The video out resolution is 640 x 480 pixels over both its analog and video out paths, and the Giga Vu PRO evolution's screen can remain on and active while the unit is driving a TV or other external monitor. As noted above, the DVI interface should make for a better external screen image. But, 640 x 480 pixels of resolution is relatively low these days when driving computer displays, decent projectors and even high-definition TVs. The unit, says Emmers, is actually capable of 1024 x 768 through the DVI connection, though this would require revising the Giga Vu PRO evolution's preview generator to build 1024 x 768 versions of each picture. Plus the device's own screen would be have to be blanked when operating at this resolution, he says.
It seems likely that a 1024 x 768 image over DVI is going to be dramatically crisper and more detailed than a 640 x 480 pixel one, at least when the external display is capable of resolutions higher than 640 x 480 itself. Knowing that the Giga Vu PRO evolution is capable of the higher resolution, then, we're of the opinion that 1024 x 768 ought to be at least an option, and we hope that Jobo/Philips chooses to add this through a firmware update soon after the product is released.
The DVI connector on the Giga Vu PRO evolution is proprietary, and an adapter cable will be included with the unit. Lurking behind the same connector is a 10/100 Ethernet port, though it will not be active when the unit is first available. Emmers indicates that they're evaluating whether to switch on Ethernet functionality through a firmware update at some future point, though it's clear that they're looking for a workflow scenario that would make wired Ethernet a compelling addition (and, presumably, a different proprietary connector adapter would also have to be made available).

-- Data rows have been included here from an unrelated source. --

PR #4151, opened 2025-06-18
Take specialization into account in shortcuts

Gbury:
The shortcuting code "forgets" any specialization if/when it triggers and there are no rewrites (or an empty rewrite). This was unfortunately missed when i reviewed the shortcut PR, and this PR fixes that.

### DIFF
--- a/middle_end/flambda2/simplify/expr_builder.ml
+++ b/middle_end/flambda2/simplify/expr_builder.ml
@@ -758,22 +758,23 @@ let rewrite_fixed_arity_continuation0 uacc cont_or_apply_cont ~use_id arity :
     | Continuation cont -> cont
     | Apply_cont apply_cont -> Apply_cont.continuation apply_cont
   in
-  let[@local] shortcut_this_continuation_if_possible () :
-      rewrite_fixed_arity_continuation0_result =
-    (* Apply the shortcut if we can, but not if we are rewriting a
-       [Continuation] since we would need to introduce a new wrapper anyway. *)
-    match cont_or_apply_cont with
-    | Continuation cont ->
-      This_continuation (apply_continuation_aliases uenv cont)
-    | Apply_cont apply_cont ->
-      Apply_cont (apply_continuation_shortcuts uenv apply_cont)
-  in
   let cont =
     match
       Continuation_callsite_map.find cont use_id (UA.specialization_map uacc)
     with
     | exception Not_found -> cont
     | specialized -> specialized
+  in
+  let[@local] shortcut_this_continuation_if_possible () :
+      rewrite_fixed_arity_continuation0_result =
+    (* Apply the shortcut if we can, but not if we are rewriting a
+       [Continuation] since we would need to introduce a new wrapper anyway. *)
+    match cont_or_apply_cont with
+    (* We must be careful to use the specialized continuation *)
+    | Continuation _ -> This_continuation (apply_continuation_aliases uenv cont)
+    | Apply_cont apply_cont ->
+      let apply_cont = Apply_cont.with_continuation apply_cont cont in
+      Apply_cont (apply_continuation_shortcuts uenv apply_cont)
   in
   match UE.find_apply_cont_rewrite uenv cont with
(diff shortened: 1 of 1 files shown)


middle_end/flambda2/simplify/expr_builder.ml
```diff
@@ -758,23 +758,24 @@ let rewrite_fixed_arity_continuation0 uacc cont_or_apply_cont ~use_id arity :
     | Continuation cont -> cont
     | Apply_cont apply_cont -> Apply_cont.continuation apply_cont
   in
+  let cont =
+    match
+      Continuation_callsite_map.find cont use_id (UA.specialization_map uacc)
+    with
+    | exception Not_found -> cont
+    | specialized -> specialized
+  in
```
bclement-ocp: I am a bit worried of having `cont` be the specialised version and `cont_or_apply_cont` the non-specialised version that needs to be specialised later; it causes some subtle control flow in `shortcut_this_continuation_if_possible`.

What do you think of specializing both, e.g.:

```ocaml
let specialize_if_needed cont =
  match Continuation_callsite_map.find cont use_id (UA.specialization_map uacc)
in
let cont, cont_or_apply_cont =
  match cont_or_apply_cont with
  | Continuation cont ->
    let cont = specialize cont in
    cont, Continuation cont
  | Apply_cont apply_cont ->
    let cont = specialize (Apply_cont.continuation apply_cont) in
    let apply_cont = Apply_cont.with_continuation apply_cont cont in
    cont, Apply_cont apply_cont
in
```

Gbury: Indeed, that's cleaner (although slightly less efficient since we allocate some more, but I don't think it matters very much).

Gbury: done in the last commit

bclement-ocp: We can inline `specialize_if_needed` and avoid the allocation in the `Not_found` case if we are worried about allocation

Gbury: with flambda2, it should get unboxed anyway, so that should not matter (well, as long as flambda2 works as expected, ^^)

bclement-ocp: Hmmm I don't think we are able to avoid the allocation of `Continuation cont` / `Apply_cont apply_cont` in the `Not_found` case (without continuation specialization after `specialize`)?

Gbury: in this case, we don't need specialization, and this is independant of what `specialize_if_needed` does (and therefore the `Not_found` case), just look at that shape of code:
```ocaml
let _, cont_or_apply_cont =
  match .. with
  | _ ->
    ..
    _, Continuation cont
  | _ ->
    ..
    _, Apply_cont apply_cont
```

that's textbook unboxing, where we have two jumps (because the let binding will become a continuation binding), each allocating the variant right before the jump, so we can unbox `cont_or_apply_cont`.

bclement-ocp: I was thinking about comparison with the following code, which can reuse the original `cont_or_apply_cont`:

```
let cont, cont_or_apply_cont =
  match cont_or_apply_cont with
  | Continuation cont -> (
    match Continuation_callsite_map.find cont use_id (UA.specialization_map uacc) with
    | cont -> cont, Continuation cont
    | exception Not_found -> cont, cont_or_apply_cont
  )
  | Apply_cont apply_cont ->(
    let cont = Apply_cont.continuation apply_cont in
    match Continuation_callsite_map.find cont use_id (UA.specialization_map uacc) with
    | cont ->
        let apply_cont = Apply_cont.with_continuation apply_cont cont in
        cont, Apply_cont apply_cont
    | exception Not_found -> cont, cont_or_apply_cont
in
```

But I didn't take into consideration that since the returned `cont_or_apply_cont` is only used locally in a subsequent match, it doesn't matter here. Anyway, I think we can merge, as you say it is unlikely to have any impact.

The Giga Vu PRO evolution's slide show feature offers several slide duration presets, and an MP3 audio file can play as background music during the show (with no per-slide control over music timing). There's only one slide transition, a cross-fade. But that's okay, since it's silky-smooth. There is also a menu for controlling cross-fade speed, but it didn't appear to be wired up in the PMA units. The slide show can be presented on the Giga Vu PRO evolution's screen and on a connected display at the unit's current maximum of 640 x 480 pixels. Music can be played through the tinny built-in speaker or the audio out jack.